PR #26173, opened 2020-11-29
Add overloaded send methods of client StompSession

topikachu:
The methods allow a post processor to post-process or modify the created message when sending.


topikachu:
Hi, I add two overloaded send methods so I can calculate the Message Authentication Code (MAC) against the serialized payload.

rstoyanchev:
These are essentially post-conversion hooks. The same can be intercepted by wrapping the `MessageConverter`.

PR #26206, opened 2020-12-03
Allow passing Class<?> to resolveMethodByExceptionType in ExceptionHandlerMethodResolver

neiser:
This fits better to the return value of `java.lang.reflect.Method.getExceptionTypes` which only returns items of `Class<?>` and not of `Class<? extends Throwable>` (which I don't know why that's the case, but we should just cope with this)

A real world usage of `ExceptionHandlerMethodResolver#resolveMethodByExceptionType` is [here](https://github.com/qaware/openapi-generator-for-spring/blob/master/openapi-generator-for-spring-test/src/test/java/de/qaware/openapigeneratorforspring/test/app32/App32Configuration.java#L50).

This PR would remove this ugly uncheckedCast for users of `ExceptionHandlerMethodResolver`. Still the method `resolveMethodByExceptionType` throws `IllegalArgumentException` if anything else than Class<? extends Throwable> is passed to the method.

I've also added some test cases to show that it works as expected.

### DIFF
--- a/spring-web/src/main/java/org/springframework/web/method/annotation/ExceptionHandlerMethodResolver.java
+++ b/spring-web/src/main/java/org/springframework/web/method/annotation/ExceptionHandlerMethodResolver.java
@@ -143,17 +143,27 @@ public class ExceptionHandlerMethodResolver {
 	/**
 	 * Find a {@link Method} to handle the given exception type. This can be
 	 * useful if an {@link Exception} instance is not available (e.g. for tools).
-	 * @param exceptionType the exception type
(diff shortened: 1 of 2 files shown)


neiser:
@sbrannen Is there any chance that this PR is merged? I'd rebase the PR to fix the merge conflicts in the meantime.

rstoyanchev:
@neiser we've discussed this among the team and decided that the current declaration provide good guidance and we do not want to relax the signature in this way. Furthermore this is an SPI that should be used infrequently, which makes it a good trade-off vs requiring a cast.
━━━━━━━━━━━━━━━━━━━━
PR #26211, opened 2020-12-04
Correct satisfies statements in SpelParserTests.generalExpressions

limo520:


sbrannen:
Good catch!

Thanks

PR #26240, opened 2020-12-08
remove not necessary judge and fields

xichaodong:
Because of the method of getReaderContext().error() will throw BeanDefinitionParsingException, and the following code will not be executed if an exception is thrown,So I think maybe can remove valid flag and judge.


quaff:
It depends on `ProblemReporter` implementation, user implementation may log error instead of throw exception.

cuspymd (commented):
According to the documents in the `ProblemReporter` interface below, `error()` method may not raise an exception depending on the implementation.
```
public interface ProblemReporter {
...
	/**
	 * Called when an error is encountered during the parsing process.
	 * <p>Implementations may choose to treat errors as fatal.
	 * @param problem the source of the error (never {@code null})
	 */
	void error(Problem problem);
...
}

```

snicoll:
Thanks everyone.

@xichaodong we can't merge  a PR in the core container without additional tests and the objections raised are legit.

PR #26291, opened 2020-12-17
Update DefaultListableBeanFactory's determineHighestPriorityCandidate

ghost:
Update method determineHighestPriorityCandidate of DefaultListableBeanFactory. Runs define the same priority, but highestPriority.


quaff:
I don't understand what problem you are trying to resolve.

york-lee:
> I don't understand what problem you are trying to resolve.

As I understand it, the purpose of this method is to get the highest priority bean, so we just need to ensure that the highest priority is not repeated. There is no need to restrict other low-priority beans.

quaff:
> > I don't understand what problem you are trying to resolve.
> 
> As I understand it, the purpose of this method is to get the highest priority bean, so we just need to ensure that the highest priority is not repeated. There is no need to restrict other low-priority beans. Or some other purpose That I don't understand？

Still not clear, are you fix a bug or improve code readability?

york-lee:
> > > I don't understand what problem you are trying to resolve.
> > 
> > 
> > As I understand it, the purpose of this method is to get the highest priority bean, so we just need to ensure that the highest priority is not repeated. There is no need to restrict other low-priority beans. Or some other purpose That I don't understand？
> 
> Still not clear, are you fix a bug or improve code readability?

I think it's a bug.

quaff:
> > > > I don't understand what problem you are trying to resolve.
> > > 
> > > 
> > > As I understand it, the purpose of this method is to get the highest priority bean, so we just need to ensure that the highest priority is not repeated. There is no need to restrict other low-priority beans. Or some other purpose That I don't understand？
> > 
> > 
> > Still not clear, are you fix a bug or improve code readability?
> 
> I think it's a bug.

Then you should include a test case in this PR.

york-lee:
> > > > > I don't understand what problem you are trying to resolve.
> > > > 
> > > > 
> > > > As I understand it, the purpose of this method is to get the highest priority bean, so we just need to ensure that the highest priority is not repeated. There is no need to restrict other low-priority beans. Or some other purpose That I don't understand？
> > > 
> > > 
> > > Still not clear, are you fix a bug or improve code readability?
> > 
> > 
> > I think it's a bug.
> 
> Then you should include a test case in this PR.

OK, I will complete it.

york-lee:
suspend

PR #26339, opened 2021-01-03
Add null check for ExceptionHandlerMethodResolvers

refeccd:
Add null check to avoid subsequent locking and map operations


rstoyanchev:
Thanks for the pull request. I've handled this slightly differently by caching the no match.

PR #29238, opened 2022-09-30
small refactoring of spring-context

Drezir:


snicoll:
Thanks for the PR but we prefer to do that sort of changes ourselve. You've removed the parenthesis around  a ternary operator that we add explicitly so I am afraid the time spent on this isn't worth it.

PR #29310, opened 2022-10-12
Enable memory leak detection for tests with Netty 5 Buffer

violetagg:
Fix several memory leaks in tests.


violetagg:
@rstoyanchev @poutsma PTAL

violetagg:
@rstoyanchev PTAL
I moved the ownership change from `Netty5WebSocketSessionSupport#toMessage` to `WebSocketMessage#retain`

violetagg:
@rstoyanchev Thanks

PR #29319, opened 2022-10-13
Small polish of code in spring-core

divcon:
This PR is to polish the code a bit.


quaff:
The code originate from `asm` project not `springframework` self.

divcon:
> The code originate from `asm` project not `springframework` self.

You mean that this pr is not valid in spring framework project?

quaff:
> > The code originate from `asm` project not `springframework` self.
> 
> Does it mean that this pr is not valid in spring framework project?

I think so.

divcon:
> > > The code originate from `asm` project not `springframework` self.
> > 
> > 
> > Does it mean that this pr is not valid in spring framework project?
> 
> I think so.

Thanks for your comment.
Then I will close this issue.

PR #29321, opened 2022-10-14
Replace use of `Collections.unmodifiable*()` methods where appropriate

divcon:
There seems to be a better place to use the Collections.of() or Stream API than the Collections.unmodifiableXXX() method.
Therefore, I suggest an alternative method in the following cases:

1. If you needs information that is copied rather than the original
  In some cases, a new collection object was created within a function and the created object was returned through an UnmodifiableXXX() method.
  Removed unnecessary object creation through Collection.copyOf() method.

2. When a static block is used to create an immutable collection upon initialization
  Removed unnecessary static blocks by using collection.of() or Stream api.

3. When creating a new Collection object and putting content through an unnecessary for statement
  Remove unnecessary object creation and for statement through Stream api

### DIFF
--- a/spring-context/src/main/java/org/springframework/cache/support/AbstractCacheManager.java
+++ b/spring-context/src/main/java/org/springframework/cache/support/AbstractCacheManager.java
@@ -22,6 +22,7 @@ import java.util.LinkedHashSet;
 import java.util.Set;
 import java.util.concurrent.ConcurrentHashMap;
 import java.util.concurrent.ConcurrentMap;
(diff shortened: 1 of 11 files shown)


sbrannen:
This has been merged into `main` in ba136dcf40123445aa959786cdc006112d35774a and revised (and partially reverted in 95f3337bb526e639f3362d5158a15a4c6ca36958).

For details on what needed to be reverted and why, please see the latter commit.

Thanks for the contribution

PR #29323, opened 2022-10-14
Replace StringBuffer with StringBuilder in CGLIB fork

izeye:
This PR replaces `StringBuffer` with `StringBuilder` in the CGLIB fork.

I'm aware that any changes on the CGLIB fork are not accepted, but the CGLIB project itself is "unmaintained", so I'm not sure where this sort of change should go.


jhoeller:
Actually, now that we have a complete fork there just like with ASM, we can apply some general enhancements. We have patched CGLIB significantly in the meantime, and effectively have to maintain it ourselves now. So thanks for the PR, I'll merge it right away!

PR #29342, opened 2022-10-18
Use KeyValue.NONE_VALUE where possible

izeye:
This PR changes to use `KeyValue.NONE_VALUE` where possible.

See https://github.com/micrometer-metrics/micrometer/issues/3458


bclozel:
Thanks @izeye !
━━━━━━━━━━━━━━━━━━━━
# Work to be completed
Using the material above, gather every line that includes "better".

# Result of the exercise
This fits better to the return value of `java.lang.reflect.Method.getExceptionTypes` which only returns items of `Class<?>` and not of `Class<? extends Throwable>` (which I don't know why that's the case, but we should just cope with this)
There seems to be a better place to use the Collections.of() or Stream API than the Collections.unmodifiableXXX() method.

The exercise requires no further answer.